PR #317, opened 2026-08-10
fix(utils): exit 2 on usage errors

### LINKED ISSUE #302: fix(utils): usage errors exit 1 while the README documents 2

jisung-02:
Closes #302.

## Problem

The README documented `2` as the usage-error exit code, but `utils.CliUsageErrorEnvelopeWithExit` exited 1—and its JSON envelope carried `exit_code: 1` to match, since `buildCliErrorEnvelope` hardcodes it. The documented contract and the shipped behavior disagreed, so a script reading the exit code alone could not tell "the request failed" from "the command line was wrong".

## Change

- `utils.ExitCodeUsageError = 2`, documented alongside the other exit-code constants in `utils/error.go`.
- `buildCliUsageErrorEnvelope` overrides the 1 that `buildCliErrorEnvelope` hardcodes, and `CliUsageErrorEnvelopeWithExit` exits 2 in both output modes.
- `utils.RequirePositiveInt` exits 2 as well—its docstring already called this a usage error while it exited 1.
- README, `CLAUDE.md`, `.github/copilot-instructions.md`, and the `event wait` help text describe code 2, naming the paths that actually emit it rather than promising it for every command's own validation.
- The README also scopes the JSON envelope claim: only the `work-session` and `event` paths emit an envelope carrying `error_code` `usage_error`; `RequirePositiveInt` reaches `CliErrorWithExitCode` directly and prints plain text to stderr.
- `TestExtendTableUsageError_ExitsTwo` covers the table branch of `CliUsageErrorEnvelopeWithExit`—the default output mode, the branch whose exit code actually changed, and the one exit-2 path that had no test.
- The work-session error test's subprocess helper fails loudly on a misconfigured harness instead of silently running in table mode, and the file is renamed `worksession_error_test.go` now that nothing in it is JSON-only.

Errors Cobra itself rejects while parsing (an unknown flag or subcommand) keep exiting 1—Cobra owns that path, and changing it would mean intercepting Cobra's own error handling.

## Breaking change

These paths move from exit 1 to exit 2:

- every `CliUsageErrorEnvelopeWithExit` call site (`work-session` subcommands, `event wait` / `event watch`)
- `--valid-days` (`csr create`), `--limit` (`websh records`), and `--tail` (`webftp-log`, `exec ls`, `audit`, `log`) when given a non-positive value

## Not in this PR

Most local validation still exits 1 (about 27 call sites), including the manual flag parsing in `exec` and `websh`. Moving those to 2—and widening the docs back once they are—is tracked in #318, along with removing the build-then-override shape in `utils/error_envelope.go`. The docs here stay narrow so the documented contract is never wider than the code.

## Verification

Run at `a833baf`:

```
go build ./...          exit 0
go vet ./...            exit 0
gofmt -l .              clean
go test -race ./...     exit 0, 38 packages ok, 0 FAIL
golangci-lint run ./... 0 issues.
```

Neither test guard was assumed to work. Transposing `runWorkSessionHelper`'s first two arguments fails at the call site:

```
--- FAIL: TestExtendTableUsageError_ExitsTwo
    Error: []string{"table", "json"} does not contain "http://127.0.0.1:1"
```

and running the helper process with `GO_WORKSESSION_HELPER_OUTPUT` unset prints `unset or unknown GO_WORKSESSION_HELPER_OUTPUT: ""` and exits 99.

`TestExtendTableUsageError_ExitsTwo` was likewise checked against a revert rather than assumed: putting `CliErrorWithExit` back on `utils/error_envelope.go:74` fails it with `expected: 2, actual: 1`.


README.md
```diff
@@ -300,7 +300,7 @@ Exit code is `1`, and under `--output json` the refusal is an error envelope on
 |------|---------|
 | `0`  | Success |
 | `1`  | General error (network failure, server error, etc.), and permanent refusals such as a credential on the command line (`command_inline_credential`)—see "When a command is denied" |
-| `2`  | Usage error (invalid flags or arguments) |
+| `2`  | Usage error—a flag or argument rejected by a `work-session` subcommand, by `event wait` / `event watch`, or by the positive-value check behind `--tail`, `--limit`, and `--valid-days` (`utils.ExitCodeUsageError`). Under `--output json` the envelope carries `error_code` `usage_error`. Every other command still exits `1` when it rejects a flag or argument, as do errors Cobra itself rejects while parsing (an unknown flag or subcommand) |
```
junho226: This cell lists three sources of exit 2 — `work-session`, `event wait`/`watch`, and the positive-value check — and then says "Under `--output json` the envelope carries `error_code` `usage_error`." That reads as applying to all three, but the third one emits no envelope at all:

```
$ alpacon log h --tail=0 --output json
Error: --tail must be a positive integer.
$ echo $?
2
```

Plain text on stderr, no `error_code`, no `exit_code` field. `RequirePositiveInt` calls `CliErrorWithExitCode` directly (`utils/utils.go:624`) and never reaches `CliUsageErrorEnvelopeWithExit`, so the JSON branch is simply not on that path.

The PR body sets the standard here — "the docs here stay narrow so the documented contract is never wider than the code" — and this is the one line that goes wider. A script that switches on `error_code == "usage_error"` under `--output json` gets an unparseable stderr line for `--tail=0`.

Smallest fix is to scope the sentence to the paths that actually build an envelope, e.g.:

```suggestion
| `2`  | Usage error—a flag or argument rejected by a `work-session` subcommand, by `event wait` / `event watch`, or by the positive-value check behind `--tail`, `--limit`, and `--valid-days` (`utils.ExitCodeUsageError`). Under `--output json` the `work-session` and `event` paths emit an error envelope carrying `error_code` `usage_error`; the positive-value check prints a plain message to stderr. Every other command still exits `1` when it rejects a flag or argument, as do errors Cobra itself rejects while parsing (an unknown flag or subcommand) |
```

The alternative — routing `RequirePositiveInt` through the envelope helper — is the better end state but needs an operation name the helper doesn't currently take; see the comment on `utils/utils.go`.

utils/utils.go
```diff
@@ -621,7 +621,7 @@ func SplitAndTrim(s, sep string) []string {
 // RequirePositiveInt exits with a usage error when an integer flag is not positive.
 func RequirePositiveInt(flagName string, value int) {
 	if value <= 0 {
-		CliErrorWithExit("--%s must be a positive integer.", flagName)
+		CliErrorWithExitCode(ExitCodeUsageError, "--%s must be a positive integer.", flagName)
```
junho226, line 624: The exit code is right, and dropping `reportCLIError()` by moving from `CliErrorWithExit` to `CliErrorWithExitCode` is a real improvement — a mistyped `--tail=0` no longer prints "report on github.com/…" as if the CLI had crashed.

Worth noting for the docs, though: this stays outside the envelope path, so under `--output json` all six call sites print bare text while every other exit-2 source prints a JSON envelope. Verified:

```
$ alpacon log h --tail=0 --output json
Error: --tail must be a positive integer.
```

Two ways to close it, both fine by me:

1. Narrow the README sentence (my suggestion on `README.md:303`) — zero code change, keeps this PR's scope.
2. Give `RequirePositiveInt` an operation and route it through `CliUsageErrorEnvelopeWithExit`, making all exit-2 paths envelope-consistent. Six call sites would each need to pass their op name, which is more than this PR set out to do — good candidate for #318 alongside the rest of the local-validation sweep.

Not blocking on its own; it only matters because the README currently promises option 2's behaviour.

utils/error.go
```diff
@@ -45,6 +45,13 @@ const (
 	// so the general case reads like the specific ones beside it.
 	ExitCodeGeneralError = 1
 
+	// ExitCodeUsageError is the process exit code for a flag or argument a command
```
junho226, line 57: The doc comment is the part of this PR that will age best — "1 means the request failed (network, server), 2 means the invocation itself was wrong" is the rule a future contributor needs when deciding which helper to call.

One class of call site doesn't fit it cleanly today, both in `cmd/worksession/worksession_create.go` (outside this diff, so noting here rather than inline):

- `:136` — `--use requires an active workspace. Run 'alpacon login' first.` The invocation was fine; the environment wasn't.
- `:230` — `--use requires the session to be active…`. The session has already been created server-side by this point, so "the invocation was wrong" is not what happened; the create succeeded and only the local attach didn't. Two blocks below, that same pending state exits `ExitCodePendingApproval` (4) with a comment explaining that a machine consumer should branch on "wait or check later" — which is exactly the right reading here too.

Both already used `CliUsageErrorEnvelopeWithExit` before this PR, so the classification isn't yours; this change is just what makes it observable. Worth a look when #318 revisits the taxonomy.

junho226 (commented):
## PR review: #317 — fix(utils): exit 2 on usage errors

**Author**: @jisung-02 · **Branch**: `302-usage-error-exit-code` → `main` · **Stack**: golang (cobra CLI) · **Changes**: +69 −12 across 11 files · **HEAD**: `076a6541e`

---

### Summary

The core change is right and I verified it end to end. `CliUsageErrorEnvelopeWithExit` printed `exit_code: 2` while the process exited 1; it now exits 2 in both output modes, and `buildCliUsageErrorEnvelope` overrides the 1 that `buildCliErrorEnvelope` hardcodes so the envelope and the process finally agree. `RequirePositiveInt` moves to 2 as well. Since this is a wire contract every calling script reads, I built the binary and ran it rather than taking the diff's word for it.

**Observed exit codes** (binary built from `076a6541e`):

| Invocation | Exit |
|---|---|
| `alpacon log somehost --tail=0` | **2** |
| `alpacon audit --tail=-1` | **2** |
| `alpacon websh records SESS --limit 0` | **2** |
| `alpacon csr create --domain example.com --valid-days 0` | **2** |
| `alpacon event wait` (no `--type`) | **2** |
| `alpacon event wait --type work_session --timeout 0` | **2** |
| `alpacon event wait --type totally_unknown_type` | **2** |
| `alpacon event watch` (no `--type`) | **2** |
| `alpacon work-session use` / `use --unset abc123` | **2** |
| `alpacon work-session list --requester-type bogus` | **2** |
| `alpacon work-session extend ses-1` (no expiry) | **2** |
| `alpacon --nope` (unknown flag) | 1 |
| `alpacon bogus-subcommand` | 1 |
| `alpacon websh records` (missing `ExactArgs`) | 1 |
| `alpacon --output=bogus server ls` | 1 |
| `alpacon exec --output=bogus srv -- ls` | 1 |
| `alpacon csr create --valid-days 5` (no `--domain`) | 1 |

JSON mode agrees where an envelope is emitted:

```
$ alpacon work-session use --output json ; echo $?
{
  "ok": false,
  "exit_code": 2,
  "error_code": "usage_error",
  "message": "SESSION_ID argument is required (or pass --unset)",
  "context": { "operation": "use" }
}
2
```

---

### Findings

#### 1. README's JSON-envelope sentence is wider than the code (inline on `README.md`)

* EXERCISE BRIEF: Every line in the entries above that mentions the word "Worth" must be shown.

* COMPLETED EXERCISE:
Worth noting for the docs, though: this stays outside the envelope path, so under `--output json` all six call sites print bare text while every other exit-2 source prints a JSON envelope. Verified:
Both already used `CliUsageErrorEnvelopeWithExit` before this PR, so the classification isn't yours; this change is just what makes it observable. Worth a look when #318 revisits the taxonomy.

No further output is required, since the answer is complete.